What You Can Do Today
Four things, in order of effort
- 30 seconds: Before your next AI conversation, write down (even mentally, or spoken out loud using the voice transcribe tool) what you actually want. The specific outcome, the audience, what "good" looks like. That clarity is the real prompt. Always has been.
- 30 minutes: Set up a custom instruction in your AI tool of choice that captures your role, your preferences, and your standards for your most common tasks. This is Layer 2 in miniature. You're building your first piece of context infrastructure, even if it's just a paragraph.

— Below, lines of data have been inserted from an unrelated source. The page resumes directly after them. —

PR #1670, opened 2024-09-13
remove %RELEASE% suffixed tags for the additional_versions

dirkmueller:
This partially reverts cb350c0b2f9efbb7694ed00f2cbf913fa49a88ca which didn't really have a description on why it was done. Removing them is a requisite for appcol listing.

### DIFF
--- a/src/bci_build/package/__init__.py
+++ b/src/bci_build/package/__init__.py
@@ -1444,11 +1444,14 @@ class DevelopmentContainer(BaseContainerImage):
             ver_labels: list[str] = [self.tag_version]
             if self.stability_tag:
                 ver_labels = [self.stability_tag] + ver_labels
-            for ver_label in ver_labels + self.additional_versions:
+            for ver_label in ver_labels:
                 tags += [f"{self._registry_prefix}/{name}:{ver_label}"]
                 tags += [
                     f"{self._registry_prefix}/{name}:{ver_label}-{self._release_suffix}"
                 ]
+            for ver_label in self.additional_versions:
+                tags += [f"{self._registry_prefix}/{name}:{ver_label}"]
+
             if self.is_latest:
                 tags += [f"{self._registry_prefix}/{name}:latest"]
         return tags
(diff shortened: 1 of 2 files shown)


dcermak (changes requested):
I'm not opposed to not appending `%RELEASE%`, but atm it leads to rather useless tags:
```diff
#!BuildTag: bci/kiwi:10
#!BuildTag: bci/kiwi:10-%RELEASE%
#!BuildTag: bci/kiwi:10.1
-#!BuildTag: bci/kiwi:10.1-%RELEASE%
#!BuildTag: bci/kiwi:10.1.8
-#!BuildTag: bci/kiwi:10.1.8-%RELEASE%
```
IMHO, it really only makes sense to have `bci/kiwi:10.1.8-%RELEASE%`, all the other tags have a very limited usefulness. If we have to get rid of this "shoot the fly with the cannon approach", then I'd go all in and just drop the `-%RELEASE%` suffix entirely.

dirkmueller:
> I'm not opposed to not appending `%RELEASE%`, but atm it leads to rather useless tags:
> 
> ```diff
> #!BuildTag: bci/kiwi:10
> #!BuildTag: bci/kiwi:10-%RELEASE%
> #!BuildTag: bci/kiwi:10.1
> -#!BuildTag: bci/kiwi:10.1-%RELEASE%
> #!BuildTag: bci/kiwi:10.1.8
> -#!BuildTag: bci/kiwi:10.1.8-%RELEASE%
> ```
> 
> IMHO, it really only makes sense to have `bci/kiwi:10.1.8-%RELEASE%`, all the other tags have a very limited usefulness. If we have to get rid of this "shoot the fly with the cannon approach", then I'd go all in and just drop the `-%RELEASE%` suffix entirely.

this is because "version" is not set correctly (it should be the full version). the tags will get better with the other PRs related to this getting merged.

dcermak (approved):

alexandrevicenzi (approved):

dirkmueller:
(this still needs a better determination what is the most "fixed" tag to attach a -%RELEASE suffix to)

PR #3626, opened 2026-03-27
Running kubectl container as a rootless user

rcmadhankumar:


src/bci_build/package/kubectl/README.md.j2
```diff
@@ -29,6 +29,17 @@ podman run --rm --name kubectl \
       -v /localpath/to/customize:/home/user:Z
       {{ image.pretty_reference }} kustomize --enable-helm
 ```
+## Running as a non-root user
 
+By default, this container runs as the `root` user. However, it is prepared to run as a non-privileged user (UID `999`) for enhanced security.
```
alexandrevicenzi:
```suggestion
By default, this container runs as the `root` user. However, the image is also prepared to run as a non-privileged user (UID `999`) for enhanced security.
```

alexandrevicenzi (approved):

src/bci_build/package/kubectl/README.md.j2
```diff
@@ -29,6 +29,17 @@ podman run --rm --name kubectl \
...
+
+To run the container in rootless mode, you must explicitly set the user and the home environment variables:
+
+```ShellSession
+podman run --rm --name kubectl \
+      --user 999:100 \
+      -e HOME=/home/user \
+      -v /localpath/to/kubeconfig:/home/user/.kube/config:Z \
+      {{ image.pretty_reference }} get nodes
```
dirkmueller: why does it list "get nodes" here?

src/bci_build/package/kubectl/README.md.j2
```diff
@@ -29,6 +29,17 @@ podman run --rm --name kubectl \
...
 ```
+## Running as a non-root user
 
+By default, this container runs as the `root` user. However, it is prepared to run as a non-privileged user (UID `999`) for enhanced security.
+
+To run the container in rootless mode, you must explicitly set the user and the home environment variables:
+
+```ShellSession
+podman run --rm --name kubectl \
+      --user 999:100 \
```
dirkmueller: why do we hardcode this here? `--user user` works as well.

src/bci_build/package/kubectl/README.md.j2
```diff
@@ -29,6 +29,17 @@ podman run --rm --name kubectl \
       -v /localpath/to/customize:/home/user:Z
       {{ image.pretty_reference }} kustomize --enable-helm
 ```
+## Running as a non-root user
```
dirkmueller: maybe "regular user" ?

src/bci_build/package/kubectl/README.md.j2
dirkmueller: this is a bit misleading, because how the container is being run is not specified by the container. the only thing we specify is the the user within the container. how you map that is dependent on how you invoke it. 

I think we should simply say 

"The container provides a preconfigured user called "user" which can be explicitly set to lower the permissions of kubectl within the container".

src/bci_build/package/kubectl/README.md.j2
```diff
@@ -29,6 +29,17 @@ podman run --rm --name kubectl \
...
 
+By default, this container runs as the `root` user. However, it is prepared to run as a non-privileged user (UID `999`) for enhanced security.
+
+To run the container in rootless mode, you must explicitly set the user and the home environment variables:
+
+```ShellSession
+podman run --rm --name kubectl \
+      --user 999:100 \
+      -e HOME=/home/user \
```
dirkmueller: do we need this when the -v mount below is explicityly stating /home/user ?

src/bci_build/package/kubectl/README.md.j2
rcmadhankumar: modified.

src/bci_build/package/kubectl/README.md.j2
```diff
@@ -29,6 +29,15 @@ podman run --rm --name kubectl \
...
       {{ image.pretty_reference }} kustomize --enable-helm
 ```
+## Running as a regular user
 
+The container provides a preconfigured user called "user" which can be explicitly set to lower the permissions of kubectl within the container
+
+
+```ShellSession
+podman run --rm --name kubectl \
+      --user user \
```
alexandrevicenzi, line 39: nit: the user could be called kube, because calling a user user is a bit strange.

alexandrevicenzi (approved):

src/bci_build/package/kubectl/README.md.j2
dirkmueller: I don't think we can rename the user as that will be a breaking hange (we already had this user beforehand)

dirkmueller (approved):

PR #3667, opened 2026-04-13
Stop accessing the third party repo outside prepare_template()

dirkmueller:
We don't want to access multiple 3rd party repositories when not rendering a template.


dirkmueller:
obsolete

PR #3671, opened 2026-04-14
Remove hardcoded package version from NVIDIA image

alexandrevicenzi:
Grab the released package version from SCC, the only true source of truth for all codestreams.
Save all known versions to `package_versions.json`.


src/bci_build/package/versions.py
```diff
@@ -35,71 +51,70 @@
...
-#: The value is a dictionary, where the key is the code stream and the value the
-#: version of the package
-_PACKAGE_VERSIONS_T = dict[str, _PKG_VERSION_T]
+
+PackageVersions = Dict[str, PackageInfo]
 
 #: Path to the json file where the package versions are stored
 PACKAGE_VERSIONS_JSON_PATH = Path(__file__).parent / "package_versions.json"
 
+_VER_RE = r"""
```
dirkmueller: this triggers a bit the "YAGNI" vibe for me. I appreciate you added extra unit tests for it, thanks. The previous logic of "split by '-' and then by '.'" seemed way easier to me though. less code that can fail.

src/bci_build/package/package_versions.json
```diff
@@ -1,108 +1,353 @@
...
+                "latest": "3.0"
+            },
+            "7": {
+                "latest": "2.6"
+            },
+            "Tumbleweed": {
+                "latest": "3.0"
+            }
+        },
+        "track_versions": false,
```
dirkmueller: I like way you implemented this, but it gets pretty verbose compared to what we had before. have you thought about using something like this instead?

```

   "kea": {
      "latest": { 
         "16.0": "3.0",
         "7.0": "3.0",
         ...
      },
      "release_history": {
         "16.0": [ "3.0-123", "3.0-124.1"],
     }
```

it would not ever add "release_history" by itself, but if it is there, it would simply amend it if necessary. the pure existence replaces the "track_versions" bool flag which is extra data to keep in sync?

src/bci_build/package/package_versions.json
```diff
@@ -1,108 +1,353 @@
...
+                    "6.12.0-160000.8",
+                    "6.12.0-160000.9",
+                    "6.12.0-160000.26",
+                    "6.12.0-160000.27"
+                ]
+            },
+            "7": {
+                "latest": "6.4.0-150700.53.34",
+                "versions": [
+                    "6.4.0-150700.51",
```
dirkmueller: do we ever need to keep the release numbers for anything other than the same version? just checking. because then we could also automatically cleanup the list as soon as the version part of the ver-release is changing. and we only need to record the release part as well (but that would be optional)

src/bci_build/package/versions.py
alexandrevicenzi: The package versions dont follow any standard. I tried to use functions from libraries we already have like rpm and packaging, but they all failed to parse some.

I assumed a regex was better than adding an extra library, and a simple str split will most likely fail in some cases.

I dont mind postponing until we face such a problem. I can make it work just for what we have today.

src/bci_build/package/package_versions.json
alexandrevicenzi: We can change the json format, I did not think much about it. If we prefer a simple and cleaner json, I can try something as you suggested.

src/bci_build/package/package_versions.json
alexandrevicenzi: I prefer to keep the full version, it is easier to understand. Unfortunately for AMD and NVIDIA we need all kernel versions ever released, but in theory, this will be needed only for a few selected packages, right now only kernel and its flavors.

We could change to only save 6.12.0 once and 160000.27 and else multiple times, but this gets trickier to handle IMHO.

dirkmueller: > I prefer to keep the full version, it is easier to understand. Unfortunately for AMD and NVIDIA we need all kernel versions ever released

ok, but only for the code stream I believe (e.g. 16.0/16.1 share the same kernel, but 16.2 won't)

src/bci_build/package/versions.py
dirkmueller: package versions do follow a standard (the rpm versioning standard ;). they are always "some mess split by dots - some mess splitted by dots". there can only ever be one "-", this is enforced by RPM. Exactly how the mess is ordered etc is difficult (numerically if it looks like a number, otherwise alphabetically), but we don't care about that aspect. we so far only splitted by the number of components. 

I think for kernel we just want "full version" + "everything exceppt the last component of the release part".

alexandrevicenzi: I removed the regex, and reverted to something similar to what existed before.

All tests still passed, so good for now.

src/bci_build/package/package_versions.json
alexandrevicenzi: I changed the format to be less verbose. It looks better indeed.

src/bci_build/package/package_versions.json
alexandrevicenzi: I'm not sure we need to change anything here, the json is cleaner now, and only two packages have the release history, not that bad.

dirkmueller (approved):
Thanks!

PR #3722, opened 2026-04-28
Add Nano base container image

dirkmueller:


src/bci_build/templates.py
```diff
@@ -79,7 +79,7 @@
 {{ DOCKERFILE_RUN }} sed -i 's/^\\([^:]*:[^:]*:\\)[^:]*\\(:.*\\)$/\\1\\2/' {% if image.from_target_image %}/target{% endif %}/etc/shadow
 {% if image.from_target_image %}FROM {{ image.dockerfile_from_target_ref }}
 COPY --from=builder /target /
-{%- if not image.os_version.is_sle15 %}
+{%- if not image.os_version.is_sle15 and image.dockerfile_from_target_ref != "scratch" %}
```
alexandrevicenzi, line 82: This causes Index.db to not be removed from Micro, Micro FIPS and Busybox, it this expected? I dont think so.

dirkmueller: this is redundant, we are removing it generally before:


```
# cleanup logs and temporary files
RUN set -euo pipefail; zypper -n --installroot /target clean -a; \
    t=$(mktemp -d); mv /target/usr/lib/sysimage/rpm/Packages.db $t; rpmdb --rebuilddb --dbpath=$t; \
    rm /target/usr/lib/sysimage/rpm/*.db && mv $t/Packages.db /target/usr/lib/sysimage/rpm/; \
```

I can just remove it alltogether if that makes it clearer.

alexandrevicenzi: no need to remove it multiple times if it was already removed.

alexandrevicenzi (approved):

- A weekend project: Turn that custom instruction into an actual Skill. A Skill is just a folder with a SKILL.md file: some YAML frontmatter (a small block of metadata that tells the AI when to use the Skill) and markdown instructions underneath. That's it. You don't need to be an engineer. If you can write a clear set of instructions for a colleague, you can write a Skill.
- Start with the task you repeat most often. Write down what you always have to re-explain to the AI. Add a Gotchas section with the mistakes it keeps making. Congratulations: you just externalized your metacognition into a reusable system. That's the whole game.
- Personal Skills stored in your user folder are available across every project you work on. Build it once for the task you repeat most, and it follows you everywhere. Project-level Skills can live in a shared folder so your whole team gets them automatically.
- As mentioned earlier, Anthropic just launched a free course on Agent Skills that walks you through building them from scratch, and their public Skills repo on GitHub has templates and examples ranging from document processing to creative design to enterprise workflows. Browse those to steal structures (Principle #7: copy well, not blindly), then make your own.
- Ongoing: Practice the follow-up. The first output is almost never the final product. Learn to evaluate: what's right, what's off, what specific change would fix it. "Make it better" goes nowhere. "The opening is too abstract; start with the specific example from paragraph three" gets you exactly what you need. This is the taste muscle. It strengthens every time you use it. And when you notice yourself giving the same feedback repeatedly? Write it down in your Skill's Gotchas section. The back-and-forth becomes the Skill (with a capital S).
The best AI skill is knowing yourself well enough to collaborate with a tool that amplifies whatever you bring to it. Bring clear thinking, get clear output. The AI is a mirror. Metacognition is learning to see what it reflects.